- _Given information_

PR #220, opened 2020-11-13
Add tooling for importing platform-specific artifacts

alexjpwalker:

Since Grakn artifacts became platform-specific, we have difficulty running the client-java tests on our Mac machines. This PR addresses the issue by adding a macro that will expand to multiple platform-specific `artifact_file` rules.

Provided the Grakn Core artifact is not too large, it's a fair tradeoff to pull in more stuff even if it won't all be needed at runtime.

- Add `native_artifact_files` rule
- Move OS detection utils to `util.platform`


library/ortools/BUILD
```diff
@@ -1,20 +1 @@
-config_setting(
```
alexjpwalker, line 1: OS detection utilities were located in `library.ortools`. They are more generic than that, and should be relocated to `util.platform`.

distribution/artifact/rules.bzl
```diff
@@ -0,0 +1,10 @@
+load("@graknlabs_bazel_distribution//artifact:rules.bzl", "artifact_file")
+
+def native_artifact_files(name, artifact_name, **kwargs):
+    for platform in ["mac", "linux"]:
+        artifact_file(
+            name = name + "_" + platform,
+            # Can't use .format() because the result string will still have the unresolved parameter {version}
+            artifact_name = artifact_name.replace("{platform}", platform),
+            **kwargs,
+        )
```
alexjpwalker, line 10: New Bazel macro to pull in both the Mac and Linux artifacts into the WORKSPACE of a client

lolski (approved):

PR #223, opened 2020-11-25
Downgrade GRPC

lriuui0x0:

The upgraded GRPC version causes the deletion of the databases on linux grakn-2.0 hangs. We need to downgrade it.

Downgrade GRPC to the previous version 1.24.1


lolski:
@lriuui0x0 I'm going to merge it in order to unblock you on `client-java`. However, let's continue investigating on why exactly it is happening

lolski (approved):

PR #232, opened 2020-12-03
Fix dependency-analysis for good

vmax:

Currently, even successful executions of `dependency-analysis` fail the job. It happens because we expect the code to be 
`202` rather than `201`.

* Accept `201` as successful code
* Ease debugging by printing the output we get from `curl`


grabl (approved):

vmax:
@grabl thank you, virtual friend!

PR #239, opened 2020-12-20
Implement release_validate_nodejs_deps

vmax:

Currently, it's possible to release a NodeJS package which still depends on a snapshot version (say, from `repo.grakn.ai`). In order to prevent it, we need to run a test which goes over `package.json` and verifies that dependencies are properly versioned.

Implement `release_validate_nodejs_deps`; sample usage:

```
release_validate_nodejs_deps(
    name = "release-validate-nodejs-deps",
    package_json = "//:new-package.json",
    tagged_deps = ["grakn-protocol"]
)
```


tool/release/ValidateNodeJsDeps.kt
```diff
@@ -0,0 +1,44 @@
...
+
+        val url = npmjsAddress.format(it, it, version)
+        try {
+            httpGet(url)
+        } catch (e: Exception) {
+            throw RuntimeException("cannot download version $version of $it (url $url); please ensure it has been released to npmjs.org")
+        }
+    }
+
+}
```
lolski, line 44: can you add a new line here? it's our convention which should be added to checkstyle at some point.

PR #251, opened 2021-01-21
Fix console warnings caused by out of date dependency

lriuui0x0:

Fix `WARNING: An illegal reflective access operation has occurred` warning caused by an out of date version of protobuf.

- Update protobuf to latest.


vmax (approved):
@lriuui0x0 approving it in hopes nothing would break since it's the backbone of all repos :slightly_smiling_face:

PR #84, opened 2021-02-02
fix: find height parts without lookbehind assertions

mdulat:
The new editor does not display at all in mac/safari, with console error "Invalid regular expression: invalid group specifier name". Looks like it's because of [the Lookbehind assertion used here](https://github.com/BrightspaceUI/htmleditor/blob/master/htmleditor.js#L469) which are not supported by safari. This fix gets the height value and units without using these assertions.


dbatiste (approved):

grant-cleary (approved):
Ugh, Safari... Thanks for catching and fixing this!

- _Task to carry out_
If a line in the material above contains "from", show that line.

- _Answer section_
* Ease debugging by printing the output we get from `curl`
Currently, it's possible to release a NodeJS package which still depends on a snapshot version (say, from `repo.grakn.ai`). In order to prevent it, we need to run a test which goes over `package.json` and verifies that dependencies are properly versioned.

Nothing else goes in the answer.